Помолчали. Эдик укоризненно, Икс Игрекович – устало, я – прислушиваясь. За дверью Настя щебетала по телефону, уча кого-то жизни: «Ну, разве так можно?! – говорила она. – Ты должна себя поставить! Сейчас иначе нельзя!»
– Ну, так что будем делать? – повторил Икс Игрекович.
– Предлагаю пожать руки и – разбежаться. И видеть впоследствии друг друга только по телевизору.
– Тебя-то мы увидим в юмористических передачах, – сказал Эдик, – а ты нас?
– В криминальных, в криминальных… вы ведь не откажетесь! Вы, я вижу, решили торить дорожку прямиком на кладбище! Вероятно, вас манит небытие. Влекет тайна: есть ли жизнь после смерти! Вы же!..
– Ну, подожди! Ну, не надо этого черного юмора! – поморщился Эдик. – Если разобраться – ничего же не произошло: мы решили пошутить, у нас не получилось… в силу ряда причин, не зависящих от нас…
Мы переглянулись с Икс Игрековичем и, как уже было, рассмеялись.
– Ну, частично зависящих от… Ну, в общем, понятно. Поэтому надо пошутить еще раз и довести дело до конца.
– И конец наш близок, – пообещал я. – Я знаю этих: они сначала стреляют, потом – спрашивают фамилию. Конечно, когда они меня убьют, они потом будут сожалеть.
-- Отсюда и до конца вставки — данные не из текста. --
PR #6233, opened 2025-06-17
ENG-744: Adds config for sale_of_data default in Fides Shopify integration

eastandwestwind:
Closes https://ethyca.atlassian.net/browse/ENG-744

### Description Of Changes

Adds config for sale_of_data default in Fides Shopify integration

Follow-up ticket for docs updates- https://ethyca.atlassian.net/browse/ENG-764

### Code Changes

* Update Shopify.ts to handle new config option for `sale_of_data_default`

### Steps to Confirm

1. In `fides-js-components-demo.html`, add the following code after Fides init (L:220):
```
window.Shopify = {
          customerPrivacy: {
            setTrackingConsent: function (consent) {
              // This function is used to test the Shopify integration.
              // It will be called by the Shopify platform script.
              console.log(
                "Shopify customer privacy function called with consent:",
                consent,
              );
            },
          },
        };
        Fides.shopify({ sale_of_data_default: false });
```
2. Nav to `http://localhost:3001/fides-js-components-demo.html`, and open up console
3. Reload page to see console logs, where `sale_of_data` is defaulted to `false`.
Screenshot 2025-06-17 at 5 01 06 PM

4. Now update the code to be `Fides.shopify({ sale_of_data_default: true });`
5. Reload page to see console logs, where `sale_of_data` is defaulted to `true`.
Screenshot 2025-06-17 at 5 03 36 PM

### Pre-Merge Checklist

* [ ] Issue requirements met
* [ ] `CHANGELOG.md` updated
* Followup issues:
  * [ ] Followup issues created
  * [ ] No followup issues
* Database migrations:
  * [ ] No migrations
* Documentation:

### DIFF
--- a/clients/fides-js/src/integrations/shopify.ts
+++ b/clients/fides-js/src/integrations/shopify.ts
@@ -2,6 +2,10 @@ import { MARKETING_CONSENT_KEYS } from "../lib/consent-constants";
 import { NoticeConsent } from "../lib/consent-types";
 import { processExternalConsentValue } from "../lib/shared-consent-utils";
 
+export interface ShopifyOptions {
+  sale_of_data_default?: boolean;
+}
+
 declare global {
   interface Window {
     Shopify?: {
@@ -48,7 +52,10 @@ type ShopifyConsent = {
   sale_of_data: boolean;
 };
 
-function createShopifyConsent(fidesConsent: NoticeConsent): ShopifyConsent {
+function createShopifyConsent(
+  fidesConsent: NoticeConsent,
+  options?: ShopifyOptions
+): ShopifyConsent {
   const processedConsent = Object.fromEntries(
     Object.entries(fidesConsent).map(([k, v]) => [
       k,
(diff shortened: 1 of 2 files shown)


clients/fides-js/src/integrations/shopify.ts
```diff
@@ -2,6 +2,10 @@ import { MARKETING_CONSENT_KEYS } from "../lib/consent-constants";
 import { NoticeConsent } from "../lib/consent-types";
 import { processExternalConsentValue } from "../lib/shared-consent-utils";
 
+export interface ShopifyOptions {
+  sale_of_data_default?: boolean;
+}
```
gilluminate, line 7: I would suggest making this more scalable and support all/any of the consent values
```suggestion
export interface ShopifyOptions {
  default_consent: Record<string, boolean>
}
```
Then the config setting could look something like 
```
shopify({
  default_consent: {
    sale_of_data: true,
  },
});
```

eastandwestwind: I'm a little torn on this, since this `sale_of_data` [is a special case ](https://shopify.dev/docs/api/customer-privacy#collect-and-register-data-sale-sharing-opt-out) in Shopify, where we _should_ have been treating it as opt-out, but made this mistake in implementation. 

We made the decision to not simply update our code to default this notice to `true` because we currently have customers using it. The other notices should always be opt-in notices

gilluminate: ah got it. Yeah that makes sense in that context. The one-off handling needs a one-off solution. 👍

И даже выпьют за помин души, но что я буду делать в загробном мире, если я в этом еще не все сделал?! Для чего предназначен судьбой и… все это из-за какого-то мудака!
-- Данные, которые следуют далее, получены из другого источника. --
PR #6238, opened 2025-06-17
get property from fides global if it's not provided

gilluminate:
Closes [<issue>]

### Description Of Changes

### Code Changes

### Steps to Confirm

### Pre-Merge Checklist

* [ ] Issue requirements met
* [ ] `CHANGELOG.md` updated
* Followup issues:
  * [ ] Followup issues created
  * [ ] No followup issues
* Database migrations:
  * [ ] No migrations
* Documentation:


clients/fides-js/src/lib/preferences.ts
```diff
@@ -152,12 +152,12 @@ export const updateConsentPreferences = async ({
         cookie,
         experience,
         consentMethod,
+        propertyId || window.Fides.config!.propertyId,
```
gilluminate: This method already relies very heavily on the `window.Fides` object, so we can safely assume it's usable as a default.

Kelsey-Ethyca (approved):

clients/fides-js/src/lib/preferences.ts
tvandort: Heh, I had considered doing this but chose not to since I didn't think we'd get it past review. This works for me for the moment though.

Can we use `??` instead of `||` here however?

tvandort: Also since this is tech debt, can we generate an ENG ticket now and comment the ticket # above this line?

gilluminate: Can you tell me why you think `??` is more appropriate?

gilluminate: I consider this entire method to be the tech debt because the props are far too complex for the operations it performs. I want to reverse that, and possibly combine the `updateConsent` below. The thinking is that instead of making a bunch of changes just to get this 1 prop populated, we should rework it all at once. I'll make a ticket for that work and comment at the method level.

tvandort: https://github.com/ethyca/fides/pull/6133#discussion_r2081738815

https://github.com/ethyca/fides/pull/6133#discussion_r2081806660

I'd argue `??` is always more appropriate than `||` when null coalescing as the operator was added to JavaScript in part because the behavior of `||` is often surprising.

In this case we could argue that the type of propertyId will always be string as we _tend_ to prefix `FDS-` and further we _usually_ auto generate these IDs.

That being said if you `POST` to the Property creation endpoint you can actually pass *ANY* ID you want and I don't have full confidence that the value would be treated correct if some user somewhere passed `1` or `0` as their property ID.

Regardless of the last paragraph `||` has surprising behavior and there is little to no advantage to using it over `??` unless we do not pass our JavaScript through some conversion process that makes it compatible with (what are now EXTREMELY) old browsers. Therefore I think we should use the operator that was purpose fit for what we're doing here.

gilluminate: I disagree that `||` is surprising and deprecated. I think each has its own purpose. `||` is a stricter check that I'm intentionally using here to guard against an empty string which `??` would miss. Do you disagree?

tvandort: If we're using `||` _because_ it specifically doesn't include `""` then yes I would be surprised that that choice was the intention after reading the code. If that's the case then I think we should be more expressive / declarative that that's what we are checking for.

– Не из-за какого-то, – поправил Икс Игрекович, – а из-за денежного обеспечения своего прозябания… то бишь, существования.
Он произнес это грустно, будто прощался с жизнью, последний раз видел Эдика, телефон…
На нашей улочке, в доме напротив, поселилась «Инженерная служба», и теперь там по утрам собираются пожилые люди в ходатайстве льгот. Чистенькие, аккуратные, зимой в пыжиковых шапках, в дорогих, но уже не модных пальто… Я представил Икс Игрековича среди них – не представилось. «Как же ему жить? – подумал. – На что? Жена-то у него тоже, поди, немолодая… А ведь он обречен, – понял я. – Банк не ограбит, с протянутой рукой на паперти не встанет. И даже льготы коммунальные не оформит, хотя жена, возможно, и зудит по вечерам, долбит в темечко, в пример приводя подруг и соседей, собравших нужные справки, а он…
Эдику тоже деньги нужны – дочь у него на выданье… во ВГИКе учится на коммерческой основе, не знаний ищет – жениха. Да и подружка с поводка вот-вот сорвется. Вон как под редкой седенькой бородкой щечки у него покраснели от волнения…»
– Ну, хорошо – последний раз, – сказал я. Сообщники оживились. Эдик – ему что бы ни говорили, лишь бы по его было. Перетерпит любой умный разговор. Наверное, пожалел уже, что об увеличении гонорара ляпнул. Только что уговаривал, а сейчас, видно по взгляду, глядящему внутрь души и там пересчитывающему деньги, сожалеет. Эх, народ! Богатыри – не вы!